▸ **Exercise directions**
Your answer must be an exact transcription of every record.

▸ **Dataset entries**

- - - - -

PR #1311, opened 2026-07-21
Blind SSRF via unvalidated WebHook-Request-Callback

duglin:
Blind SSRF via unvalidated WebHook-Request-Callback when AutoACKCallback is enabled.

When a CloudEvents HTTP receiver is configured with `WebhookConfig.AutoACKCallba ck = true`, the built-in `Protocol.OptionsHandler` reads the client-supplied `We bHook-Request-Callback` header and issues an outbound `POST` to that URL via `ht tp.DefaultClient` with no validation of scheme, host, or port. Because the only gate — `WebHook-Request-Origin` validation — compares a header value the client fully controls, an unauthenticated remote attacker can make the server send HTTP
 requests to arbitrary destinations, including loopback, RFC1918, and cloud-meta
data addresses (blind SSRF).

thanks to @KrisKennawayDD for the report

### DIFF
--- a/v2/protocol/http/abuse_protection.go
+++ b/v2/protocol/http/abuse_protection.go
@@ -7,9 +7,12 @@ package http
 
 import (
 	"context"
+	"fmt"
 	cecontext "github.com/cloudevents/sdk-go/v2/context"
 	"go.uber.org/zap"
+	"net"
 	"net/http"
+	"net/url"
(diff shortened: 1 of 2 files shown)


embano1 (dismissed):

duglin:
rebased

embano1 (approved):

PR #1315, opened 2026-08-09
fix: handle zero length slice data in JSON marshalling (fixes #1193)

### LINKED ISSUE #1193: JSON marshalling produces invalid JSON when data is a zero length slice

AruneshDwivedi:
Fixes #1193

When event has data that is a non-nil, zero length slice (empty byte slice), JSON marshalling produces malformed JSON with `{"data":}` which is invalid.

The fix checks for empty DataEncoded when mediaType is JSON and writes `null` instead of raw bytes.

Added test case that reproduces the issue and verifies the roundtrip (marshal -> unmarshal) works correctly.

### DIFF
--- a/v2/event/event_marshal.go
+++ b/v2/event/event_marshal.go
@@ -152,10 +152,15 @@ func WriteJson(in *Event, writer io.Writer) error {
 
 		// If IsJSON and no encoding to base64, we don't need to perform additional steps
 		if isJSON(mediaType) && !isBase64 {
-			stream.WriteObjectField("data")
-			_, err := stream.Write(in.DataEncoded)
-			if err != nil {
-				return fmt.Errorf("error while writing data: %w", err)
+			if len(in.DataEncoded) == 0 {
+				stream.WriteObjectField("data")
+				stream.WriteNil()
+			} else {
+				stream.WriteObjectField("data")
+				_, err := stream.Write(in.DataEncoded)
+				if err != nil {
+					return fmt.Errorf("error while writing data: %w", err)
+				}
 			}
 		} else {
 			if in.Context.GetSpecVersion() == CloudEventsVersionV1 && isBase64 {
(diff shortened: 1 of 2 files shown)


v2/event/event_marshal.go
```diff
@@ -152,10 +152,15 @@ func WriteJson(in *Event, writer io.Writer) error {
 
 		// If IsJSON and no encoding to base64, we don't need to perform additional steps
 		if isJSON(mediaType) && !isBase64 {
-			stream.WriteObjectField("data")
-			_, err := stream.Write(in.DataEncoded)
-			if err != nil {
-				return fmt.Errorf("error while writing data: %w", err)
+			if len(in.DataEncoded) == 0 {
+				stream.WriteObjectField("data")
```
duglin, line 156: Can you move this to be before the "if" since it applies to both paths?

v2/event/event_marshal_1193_test.go
```diff
@@ -0,0 +1,38 @@
...
+	var raw json.RawMessage
+	if err := json.Unmarshal(dta, &raw); err != nil {
+		t.Fatalf("output is NOT valid JSON: %s\noutput: %s", err, string(dta))
+	}
+	t.Logf("JSON output: %s", string(dta))
+
+	var res event.Event
+	if err := res.UnmarshalJSON(dta); err != nil {
+		t.Fatalf("unmarshal failed: %s", err)
+	}
```
duglin, line 37: Can you verify that "data" is in the event with a null value?

duglin:
@AruneshDwivedi also, please sign your commit(s)

PR #48, opened 2015-02-14
Translated to russian till line 44 

Wagan:
While only a modest beginning...


zoic21:
It's good begin, I merge it into last beta of jeedom

PR #57, opened 2015-02-21
Doc Update

Kschorsch:


MarieCocci:
ok. Loic macht es. / loic did it manually

PR #126, opened 2015-05-21
Improve install_dependency function

orx57:
Improvement of install_dependency function (duration of execution and readability).


orx57:
I got taken up several times, regarding OS version and typo. ;)

PR #173, opened 2015-10-31
jeedom don't have to manage system file and services

saez0pub:
1) apache is not supported by jeedom
2) giving the possibility to jeedom to write in /var/log is not a possibility
3) why trying to restart fail2ban
4) cron don't needs to be restarted by nowadays

These points throws errors during installation

### DIFF
--- a/install/consistency.php
+++ b/install/consistency.php
@@ -194,17 +194,6 @@ try {
 	$cron->setTimeout(60);
 	$cron->save();
 
-	$dynamic_apache_path = dirname(__FILE__) . '/../core/config/apache_jeedom_dynamic_rules';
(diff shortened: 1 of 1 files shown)


zoic21:
Hi,
1) I fix it in jeedom 2.0
2) I can't do anythink for that jeedom is design for jeedomboard
3) it's for fix an issue with fail2ban on jeedomboard
4) Not always, on jeedomboard/rpi sometimes it don't restart after an update

saez0pub:
ok, c'était juste pour prévenir, vous pouvez clore si vous le souhaitez, pour ma part, j'applique un patch au packaging.

PR #288, opened 2016-02-09
Hide button to submit a plugin when not in expert mode

yanngarras:


zoic21:
Make manually in beta branch

PR #336, opened 2016-04-01
Memcached::Connect doesn't exist

fredleger:
Only one of these 2 options is possible :

Memcache::Connect() : https://secure.php.net/manual/en/memcache.connect.php

or 

Memcached::addServer() https://secure.php.net/manual/en/book.memcached.php


fredleger:
Memcache is old. It's better to use Memcached

PR #539, opened 2016-12-19
booleans, strict comparison, fix bug and remove ?>

ColonelMoutarde:
With booleans, only strict comparison (with === operator) should be used to lower bug risks and to improve performances.
- fix bug line 1067


ColonelMoutarde:
` 	public function setTimeout($_timeout) {
 		if ($_timeout == '' || is_string($_timeout) || is_nan(intval($_timeout)) || $_timeout < 1) {
-			$_timeout == null;
+			$_timeout = null;
 		}
 		$this->timeout = $_timeout;
 		return $this;`
Pour moi le if ne sert à rien, je ne comprend pas l'intérèt de ce code

PR #665, opened 2017-05-23
Install: set innodb_file_per_table=1 in mysql conf

desaintmartin:
In MySQL 5.5 (current version in Debian Jessie used by jeedom), innodb_file_per_table is not enabled by default.
It allows to have a .ibd file per table, allowing easier restoration in case of corruption. Since jeedom is heavily used on devices using sdcards, plaggued by corruption problems, it should be a good idea to set it.

This commit is to be reverted as soon as jeedom recommends using a version of debian shipping with MySQL 5.7 (or, better, MariaDB?).


zoic21:
Hi,
Jeedom need to work with mysql 5.5, 5.6, 5.7 and mariadb so I prefere limit the number of change parameters by defaut.

PR #909, opened 2017-12-23
Update cmd.class.js

minscof:
add day to displayDuration


minscof:
add day to displayDuration (besides hour and minute)

PR #958, opened 2018-02-23
make the filter generic + only filter cmds if the cache is set

NebzHB:
Here is a proposal about making the cmd list in cache more generic for all plugins 

and only filter if there is actual cmds in that cache var


zoic21:
J'ai intégré les modifications a la main.

NebzHB:
merci :)

PR #962, opened 2018-03-08
Somes bugs in json API

sybri:
This patch add the json header for the global api and also have the right encoding caracters


zoic21:
Hello,
Rubis code Can note work they are syntaxe error on json encode Line.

- - - - -

▸ **Response box**
PR #1311, opened 2026-07-21
Blind SSRF via unvalidated WebHook-Request-Callback

duglin:
Blind SSRF via unvalidated WebHook-Request-Callback when AutoACKCallback is enabled.

When a CloudEvents HTTP receiver is configured with `WebhookConfig.AutoACKCallba ck = true`, the built-in `Protocol.OptionsHandler` reads the client-supplied `We bHook-Request-Callback` header and issues an outbound `POST` to that URL via `ht tp.DefaultClient` with no validation of scheme, host, or port. Because the only gate — `WebHook-Request-Origin` validation — compares a header value the client fully controls, an unauthenticated remote attacker can make the server send HTTP
 requests to arbitrary destinations, including loopback, RFC1918, and cloud-meta
data addresses (blind SSRF).

thanks to @KrisKennawayDD for the report

### DIFF
--- a/v2/protocol/http/abuse_protection.go
+++ b/v2/protocol/http/abuse_protection.go
@@ -7,9 +7,12 @@ package http
 
 import (
 	"context"
+	"fmt"
 	cecontext "github.com/cloudevents/sdk-go/v2/context"
 	"go.uber.org/zap"
+	"net"
 	"net/http"
+	"net/url"
(diff shortened: 1 of 2 files shown)


embano1 (dismissed):

duglin:
rebased

embano1 (approved):

PR #1315, opened 2026-08-09
fix: handle zero length slice data in JSON marshalling (fixes #1193)

### LINKED ISSUE #1193: JSON marshalling produces invalid JSON when data is a zero length slice

AruneshDwivedi:
Fixes #1193

When event has data that is a non-nil, zero length slice (empty byte slice), JSON marshalling produces malformed JSON with `{"data":}` which is invalid.

The fix checks for empty DataEncoded when mediaType is JSON and writes `null` instead of raw bytes.

Added test case that reproduces the issue and verifies the roundtrip (marshal -> unmarshal) works correctly.

### DIFF
--- a/v2/event/event_marshal.go
+++ b/v2/event/event_marshal.go
@@ -152,10 +152,15 @@ func WriteJson(in *Event, writer io.Writer) error {
 
 		// If IsJSON and no encoding to base64, we don't need to perform additional steps
 		if isJSON(mediaType) && !isBase64 {
-			stream.WriteObjectField("data")
-			_, err := stream.Write(in.DataEncoded)
-			if err != nil {
-				return fmt.Errorf("error while writing data: %w", err)
+			if len(in.DataEncoded) == 0 {
+				stream.WriteObjectField("data")
+				stream.WriteNil()
+			} else {
+				stream.WriteObjectField("data")
+				_, err := stream.Write(in.DataEncoded)
+				if err != nil {
+					return fmt.Errorf("error while writing data: %w", err)
+				}
 			}
 		} else {
 			if in.Context.GetSpecVersion() == CloudEventsVersionV1 && isBase64 {
(diff shortened: 1 of 2 files shown)


v2/event/event_marshal.go
```diff
@@ -152,10 +152,15 @@ func WriteJson(in *Event, writer io.Writer) error {
 
 		// If IsJSON and no encoding to base64, we don't need to perform additional steps
 		if isJSON(mediaType) && !isBase64 {
-			stream.WriteObjectField("data")
-			_, err := stream.Write(in.DataEncoded)
-			if err != nil {
-				return fmt.Errorf("error while writing data: %w", err)
+			if len(in.DataEncoded) == 0 {
+				stream.WriteObjectField("data")
```
duglin, line 156: Can you move this to be before the "if" since it applies to both paths?

v2/event/event_marshal_1193_test.go
```diff
@@ -0,0 +1,38 @@
...
+	var raw json.RawMessage
+	if err := json.Unmarshal(dta, &raw); err != nil {
+		t.Fatalf("output is NOT valid JSON: %s\noutput: %s", err, string(dta))
+	}
+	t.Logf("JSON output: %s", string(dta))
+
+	var res event.Event
+	if err := res.UnmarshalJSON(dta); err != nil {
+		t.Fatalf("unmarshal failed: %s", err)
+	}
```
duglin, line 37: Can you verify that "data" is in the event with a null value?

duglin:
@AruneshDwivedi also, please sign your commit(s)

PR #48, opened 2015-02-14
Translated to russian till line 44 

Wagan:
While only a modest beginning...


zoic21:
It's good begin, I merge it into last beta of jeedom

PR #57, opened 2015-02-21
Doc Update

Kschorsch:


MarieCocci:
ok. Loic macht es. / loic did it manually

PR #126, opened 2015-05-21
Improve install_dependency function

orx57:
Improvement of install_dependency function (duration of execution and readability).


orx57:
I got taken up several times, regarding OS version and typo. ;)

PR #173, opened 2015-10-31
jeedom don't have to manage system file and services

saez0pub:
1) apache is not supported by jeedom
2) giving the possibility to jeedom to write in /var/log is not a possibility
3) why trying to restart fail2ban
4) cron don't needs to be restarted by nowadays

These points throws errors during installation

### DIFF
--- a/install/consistency.php
+++ b/install/consistency.php
@@ -194,17 +194,6 @@ try {
 	$cron->setTimeout(60);
 	$cron->save();
 
-	$dynamic_apache_path = dirname(__FILE__) . '/../core/config/apache_jeedom_dynamic_rules';
(diff shortened: 1 of 1 files shown)


zoic21:
Hi,
1) I fix it in jeedom 2.0
2) I can't do anythink for that jeedom is design for jeedomboard
3) it's for fix an issue with fail2ban on jeedomboard
4) Not always, on jeedomboard/rpi sometimes it don't restart after an update

saez0pub:
ok, c'était juste pour prévenir, vous pouvez clore si vous le souhaitez, pour ma part, j'applique un patch au packaging.

PR #288, opened 2016-02-09
Hide button to submit a plugin when not in expert mode

yanngarras:


zoic21:
Make manually in beta branch

PR #336, opened 2016-04-01
Memcached::Connect doesn't exist

fredleger:
Only one of these 2 options is possible :

Memcache::Connect() : https://secure.php.net/manual/en/memcache.connect.php

or 

Memcached::addServer() https://secure.php.net/manual/en/book.memcached.php


fredleger:
Memcache is old. It's better to use Memcached

PR #539, opened 2016-12-19
booleans, strict comparison, fix bug and remove ?>

ColonelMoutarde:
With booleans, only strict comparison (with === operator) should be used to lower bug risks and to improve performances.
- fix bug line 1067


ColonelMoutarde:
` 	public function setTimeout($_timeout) {
 		if ($_timeout == '' || is_string($_timeout) || is_nan(intval($_timeout)) || $_timeout < 1) {
-			$_timeout == null;
+			$_timeout = null;
 		}
 		$this->timeout = $_timeout;
 		return $this;`
Pour moi le if ne sert à rien, je ne comprend pas l'intérèt de ce code

PR #665, opened 2017-05-23
Install: set innodb_file_per_table=1 in mysql conf

desaintmartin:
In MySQL 5.5 (current version in Debian Jessie used by jeedom), innodb_file_per_table is not enabled by default.
It allows to have a .ibd file per table, allowing easier restoration in case of corruption. Since jeedom is heavily used on devices using sdcards, plaggued by corruption problems, it should be a good idea to set it.

This commit is to be reverted as soon as jeedom recommends using a version of debian shipping with MySQL 5.7 (or, better, MariaDB?).


zoic21:
Hi,
Jeedom need to work with mysql 5.5, 5.6, 5.7 and mariadb so I prefere limit the number of change parameters by defaut.

PR #909, opened 2017-12-23
Update cmd.class.js

minscof:
add day to displayDuration


minscof:
add day to displayDuration (besides hour and minute)

PR #958, opened 2018-02-23
make the filter generic + only filter cmds if the cache is set

NebzHB:
Here is a proposal about making the cmd list in cache more generic for all plugins 

and only filter if there is actual cmds in that cache var


zoic21:
J'ai intégré les modifications a la main.

NebzHB:
merci :)

PR #962, opened 2018-03-08
Somes bugs in json API

sybri:
This patch add the json header for the global api and also have the right encoding caracters


zoic21:
Hello,
Rubis code Can note work they are syntaxe error on json encode Line.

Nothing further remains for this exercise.